* [Work instructions]:
All of the entries below, duplicated exactly, make up the answer.

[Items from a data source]
PR #230, opened 2017-06-29
Small changes

korelstar:
- [x] remove permission `USE_CREDENTIALS`: I don't think that it is used. But please co-check!
- [x] provide possibility to downgrade the database, this can be useful for development/testing purposes.
- [x] upgrade gradle


stefan-niedermann:
Agree on all changes. USE_CREDENTIALS was used in a early version, i hoped to can reuse the owmCloud/Nextcloud account. Maybe we can introduce this feature (like in the android news app) in the future again.

PR #234, opened 2017-07-31
Auto-save without sync if sync is not possible

korelstar:
I think, saving the note locally from time to time even if sync is not possible is a good idea. This can prevent data loss in some device/os/app failures.


jancborchardt:
Yup, absolutely! :) Can you review @stefan-niedermann?

stefan-niedermann:
Okay, makes definitely sense :) Any idea why this breaks the travia build? I can test tomorrow and will merge if everything is fine :)

korelstar:
Please have a look at the Travis log: there was just a problem while fetching the dependencies. The other test running was fine...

* [Result below]:
PR #230, opened 2017-06-29
Small changes

korelstar:
- [x] remove permission `USE_CREDENTIALS`: I don't think that it is used. But please co-check!
- [x] provide possibility to downgrade the database, this can be useful for development/testing purposes.
- [x] upgrade gradle


stefan-niedermann:
Agree on all changes. USE_CREDENTIALS was used in a early version, i hoped to can reuse the owmCloud/Nextcloud account. Maybe we can introduce this feature (like in the android news app) in the future again.

PR #234, opened 2017-07-31
Auto-save without sync if sync is not possible

korelstar:
I think, saving the note locally from time to time even if sync is not possible is a good idea. This can prevent data loss in some device/os/app failures.


jancborchardt:
Yup, absolutely! :) Can you review @stefan-niedermann?

stefan-niedermann:
Okay, makes definitely sense :) Any idea why this breaks the travia build? I can test tomorrow and will merge if everything is fine :)

korelstar:
Please have a look at the Travis log: there was just a problem while fetching the dependencies. The other test running was fine...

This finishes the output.